Work to complete:
Find the lines of the listing that contain the string "SyliusResourceBundle", and return them.

┄┄┄┄┄┄┄┄┄┄┄┄┄┄┄┄┄┄┄┄

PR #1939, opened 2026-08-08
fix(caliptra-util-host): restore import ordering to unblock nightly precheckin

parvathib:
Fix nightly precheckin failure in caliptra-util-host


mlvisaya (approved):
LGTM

┄┄┄┄┄┄┄┄┄┄┄┄┄┄┄┄┄┄┄┄

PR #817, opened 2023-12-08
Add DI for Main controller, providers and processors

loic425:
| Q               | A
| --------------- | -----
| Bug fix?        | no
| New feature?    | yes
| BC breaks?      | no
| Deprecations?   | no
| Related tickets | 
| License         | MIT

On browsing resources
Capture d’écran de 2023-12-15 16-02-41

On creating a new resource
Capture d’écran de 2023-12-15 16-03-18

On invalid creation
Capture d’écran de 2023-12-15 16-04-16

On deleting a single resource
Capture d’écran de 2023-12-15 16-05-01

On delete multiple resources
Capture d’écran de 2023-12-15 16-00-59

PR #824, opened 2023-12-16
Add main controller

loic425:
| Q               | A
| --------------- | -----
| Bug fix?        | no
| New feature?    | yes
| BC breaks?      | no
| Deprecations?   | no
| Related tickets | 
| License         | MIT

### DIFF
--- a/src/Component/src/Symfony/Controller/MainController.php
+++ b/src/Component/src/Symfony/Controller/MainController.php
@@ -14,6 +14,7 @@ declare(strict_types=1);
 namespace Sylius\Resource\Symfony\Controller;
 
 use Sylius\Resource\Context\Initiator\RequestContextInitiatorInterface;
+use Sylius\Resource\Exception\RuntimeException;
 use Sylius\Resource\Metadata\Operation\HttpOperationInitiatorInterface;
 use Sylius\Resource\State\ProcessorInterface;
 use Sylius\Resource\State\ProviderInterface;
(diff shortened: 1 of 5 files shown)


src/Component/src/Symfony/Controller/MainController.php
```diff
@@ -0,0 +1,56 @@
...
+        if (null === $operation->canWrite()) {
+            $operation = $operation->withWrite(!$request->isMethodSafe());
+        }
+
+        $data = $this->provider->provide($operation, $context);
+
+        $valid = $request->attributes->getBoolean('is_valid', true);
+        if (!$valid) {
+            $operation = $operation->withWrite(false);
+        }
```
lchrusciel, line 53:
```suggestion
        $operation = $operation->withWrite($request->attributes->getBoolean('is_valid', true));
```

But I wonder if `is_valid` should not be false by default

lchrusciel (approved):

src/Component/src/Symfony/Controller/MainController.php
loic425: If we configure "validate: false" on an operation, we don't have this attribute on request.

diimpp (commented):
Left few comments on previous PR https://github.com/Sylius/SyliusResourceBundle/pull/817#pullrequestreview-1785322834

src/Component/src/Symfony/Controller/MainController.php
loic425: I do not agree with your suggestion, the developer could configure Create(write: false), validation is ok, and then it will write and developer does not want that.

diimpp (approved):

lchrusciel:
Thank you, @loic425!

┄┄┄┄┄┄┄┄┄┄┄┄┄┄┄┄┄┄┄┄

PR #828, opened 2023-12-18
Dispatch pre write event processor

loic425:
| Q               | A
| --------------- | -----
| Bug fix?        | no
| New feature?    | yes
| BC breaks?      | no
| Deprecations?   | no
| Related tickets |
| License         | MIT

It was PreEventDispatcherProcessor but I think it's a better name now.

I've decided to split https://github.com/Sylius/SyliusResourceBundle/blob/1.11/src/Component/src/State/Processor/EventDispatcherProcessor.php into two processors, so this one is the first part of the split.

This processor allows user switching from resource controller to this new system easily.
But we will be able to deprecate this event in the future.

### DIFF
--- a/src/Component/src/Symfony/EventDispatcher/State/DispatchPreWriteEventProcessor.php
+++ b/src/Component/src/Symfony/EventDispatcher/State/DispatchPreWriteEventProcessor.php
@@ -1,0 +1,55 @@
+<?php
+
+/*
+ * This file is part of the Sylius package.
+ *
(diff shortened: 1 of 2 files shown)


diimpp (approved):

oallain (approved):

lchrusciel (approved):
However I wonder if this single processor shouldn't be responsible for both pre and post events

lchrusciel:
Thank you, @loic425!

┄┄┄┄┄┄┄┄┄┄┄┄┄┄┄┄┄┄┄┄

Solution to this exercise:
Left few comments on previous PR https://github.com/Sylius/SyliusResourceBundle/pull/817#pullrequestreview-1785322834
I've decided to split https://github.com/Sylius/SyliusResourceBundle/blob/1.11/src/Component/src/State/Processor/EventDispatcherProcessor.php into two processors, so this one is the first part of the split.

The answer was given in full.